Automatic assembly of recombinant RNAPs in 96-well format
A commercially available 96-well microdialysis device (Spectrum Laboratories) was installed on top of a Hi300N magnetic stirrer (Hanna Instruments) positioned on the robotic platform. The dialyzer position is fully accessible to the pipetting and gripper arms of the robots. The perspex lid was customized for handling by the gripper (details available from the corresponding author). A peristaltic pump (Watson Marlow Sci400) was calibrated to deliver a flow-rate of 1 ml/min and switched on and off under robotic control. In vitro assembly reactions were set up in a total volume of 100 μl per dialysis well and a dialysis membrane with a 3 K cut-off point was used for all assemblies (Spectrum Laboratories; a narrow pore membrane is required to prevent the smallest subunits from leaking into the buffer chamber under denaturing conditions). The concentrations of the various RNAP subunits and subunit ratios were empirically determined to yield recombinant RNAPs displaying the same specific activities in non-specific and factor-dependent transcription assays as previously described for the wild-type enzyme (12). For the example shown here (mjA′ G825-X mutagenesis set), 90 μl of a ‘Master Mix’ containing 3.2 μg A′′, 4.2 μg B′, 6 μg B′′, 7.2 μg D, 8.7 μg L, 6.5 μg H, 5 μg N and 3 μg P were mixed with 10 μl of the robotically purified mjA′ mutant subunit (∼12 μg). The stoichiometric ratios of the subunits required for optimal in vitro assembly most likely reflect differences in the relative refolding efficiencies. Under these conditions the subunits present in the Master Mix (-A′) are rate-limiting in the assembly reactions, thus ensuring that the added mutant mjA′ subunits are present in >2 molar excess. Any minor variation in the concentrations of various mjA′ samples is thus compensated for and does not affect the amount of assembled polymerase (the presence of excess mjA′ has no detectable negative effect on the efficiency of the assembly reaction).

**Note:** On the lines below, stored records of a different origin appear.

PR #646, opened 2017-08-01
Add new "start" matching method

Carpetsmoker:
This is similar to "normal", except that it will only match the *start* of
strings.

For example, using `rofi -show run -matching normal` and then typing `pid` on my
system shows (in this order):

	acpid
	pidgin
	pidof

But with `-matching start` it's:

	pidgin
	pidof

Many more examples where the output is much more useful, IMHO.

Could also use `matching regex` and `^pid`, but that's one extra character of
typing I need to do for ever `rofi` invocation, *and* I'd then have to worry
about escaping regexps, which I'd rather not do.

### DIFF
--- a/source/helper.c
+++ b/source/helper.c
@@ -244,6 +244,11 @@ static rofi_int_matcher * create_regex ( const char *input, int case_sensitive )
         retv = R ( r, case_sensitive );
         g_free ( r );
         break;
+    case MM_START: 
+        r    = g_regex_escape_string ( input, -1 );
+        retv = R ( g_strconcat ( "^", r, (char *) NULL ), case_sensitive );
+        g_free ( r );
+        break;
     default:
         r    = g_regex_escape_string ( input, -1 );
         retv = R ( r, case_sensitive );
@@ -588,10 +593,13 @@ int config_sanity_check ( void )
             config.matching_method = MM_FUZZY;
         }
         else if ( g_strcmp0 ( config.matching, "normal" ) == 0 ) {
-            config.matching_method = MM_NORMAL;;
+            config.matching_method = MM_NORMAL;
+        }
+        else if ( g_strcmp0 ( config.matching, "start" ) == 0 ) {
+            config.matching_method = MM_START;
         }
         else {
-            g_string_append_printf ( msg, "\t<b>config.matching</b>=%s is not a valid matching strategy.\nValid options are: glob, regex, fuzzy or normal.\n",
+            g_string_append_printf ( msg, "\t<b>config.matching</b>=%s is not a valid matching strategy.\nValid options are: glob, regex, fuzzy, start or normal.\n",
                                      config.matching );
             found_error = 1;
         }
--- a/doc/rofi.1.markdown
+++ b/doc/rofi.1.markdown
@@ -213,6 +213,7 @@ Specify the matching algorithm used.
 Current the following methods are supported.
 
 * **normal**: match the int string
+* **start**: Match at the start of the string.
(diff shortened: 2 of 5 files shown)


source/helper.c
```diff
@@ -238,6 +238,11 @@ static GRegex * create_regex ( const char *input, int case_sensitive )
         retv = R ( r, case_sensitive );
         g_free ( r );
         break;
+    case MM_START:
+        r    = g_regex_escape_string ( input, -1 );
+        retv = R ( g_strconcat ( "^", r, (char *) NULL ), case_sensitive );
```
DaveDavenport: The result of g_strconcat is leaked.

DaveDavenport:
This sounds more like a sorting then matching issue. Have you tried fuzzy match with sorting enabled. (it does fzf style sorting).
Then words starting with 'pid'  (in this case) are sorted higher then words ending on 'pid'.

I also don't think this implementation does what you want. The build in tokenization means every word in your input should start from the beginning.  Because some modes match on multiple fields, this means that every word in the input needs to match *a* field from the beginning.

Carpetsmoker:
> This sounds more like a sorting then matching issue.

Yeah, the sorting is the biggest issue.

> This sounds more like a sorting then matching issue.  Have you tried fuzzy match with sorting enabled. (it does fzf style  sorting).

I get these results with `pid`; I made sure sorting was enabled with Alt+backtick (`+` icon shows):

    pidof
    picard
    pidgin
    [..many many more...]

DaveDavenport:
(was on my mind before) maybe I can combine searching from fzf with normal matching.
that would make picard be gone from the results. (still wonder why that gets sorted above pidgin).

Carpetsmoker:
Well, for me personally as a ruke I dislike most forms "fuzzy" matching, and would prefer to just match what I type. I usually know what I want and the menu is "only" for autocomplete (like ^D in most shells).

Would you be willing to merge the PR if I fix the issues?

DaveDavenport:
How do you plan to fix the issue? (the problem with the multiple fields being matched and the tokenization).

DaveDavenport:
(p.s. I will merge a good PR)

Carpetsmoker:
> How do you plan to fix the issue? (the problem with the multiple fields being matched and the tokenization).

Not sure yet, need to investigate.

FYI I broke my right arm yesterday, and using a computer is kind of hard at the moment, so it might be a while until I have a chance to get back at this.

DaveDavenport:
> FYI I broke my right arm yesterday, and using a computer is kind of hard at the moment, so it might be a while until I have a chance to get back at this.

That is shit. Hopefully it heals well. 
(p.s. text-to-speech programming sucks. Trust me, tried it :smile:)

DaveDavenport:
How is your arm doing? hopefully everything has healed itself well.

Carpetsmoker:
It is doing well, thanks :-)

I really wanted to finish this, as rofi is kind of useless for me without it, but considering I haven't had time in the last 8 months, it's unlikely I'll have time in the next 8 months, either.

Truth is that it's been years since I programmed C and the C that I *did* do is quite different than what is used in rofi (and I never did much C programming anyway), so comparatively simple changes (like, say, figuring out how to do that `g_strconcat` properly) take me fairly long time to figure out, as I first need to (re)learn C. I've been spending most of my time in the land of Python/Go/etc.
I'd love to learn, but as always the problem is ... time :-( Being an adult can suck.

I rebased on `master`; this PR still works well for me personally. You can work on it if you feel it's worth your time, or simply close it. Either is okay with me :-)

High-throughput transcription assays
The following procedures were carried out automatically without human intervention. Non-specific transcription assays (measuring the incorporation of α-32P-rUTP into acid insoluble transcripts) were set up as 50 μl reactions in a 96-well thin wall plate using reaction conditions previously described (12,14). After incubation for 45 min at 70°C (using the integrated thermocycler with heated lid) the plate was transferred to a temperature-regulated block maintained at 1°C. The precipitation of the radiolabelled transcripts was initiated by the addition of 150 μl 15% ice-cold trichloroacetic acid (TCA), followed by incubation for 30 min at 1°C. The precipitation reactions were then transferred by pipetting onto a 96- GF/F glass fiber filter plate (Whatman) positioned on the robotic vacuum platform. The soluble portion of the reactions was filtered to waste. The precipitates immobilized on the filter surface were washed eight times with 200 μl ice-cold 10% TCA to remove traces of unincorporated nucleotides, twice with 200 μl ice-cold 95% ethanol and then dried by a final application of vacuum. The incorporated α-32P-rUTP levels were measured after addition of 50 μl of scintillant (Optifluor-O) on a microplate counter (TopCount NXT, Packard) and were found to be identical to the results obtained with the previously described manual technique (12,14).
RESULTS
Expression vector redesign
Structural studies of RNAPs have revealed that only a relatively small proportion of amino acid residues are likely to play any direct functional role in transcription mechanisms. These residues are typically arranged within structurally distinct domains [such as Fork Loops, Bridge Helix, Lid, Zipper, Rudder (2,3)] that contact substrates (DNA, RNA, nucleotides) directly and/or interact with other protein domains within the active site (1–4,7,8). Residues located within such domains are thus prime targets for site-directed mutagenesis projects. Moreover, these functional domains tend to be either inherently unstructured [e.g. Fork and Trigger Loops (2–4)] or are part of flexible α-helical structures [e.g. Bridge Helix (1,2) and Trigger Loop (8)] so that single amino acid substitutions are unlikely to interfere with subunit assembly or overall stability of the enzyme.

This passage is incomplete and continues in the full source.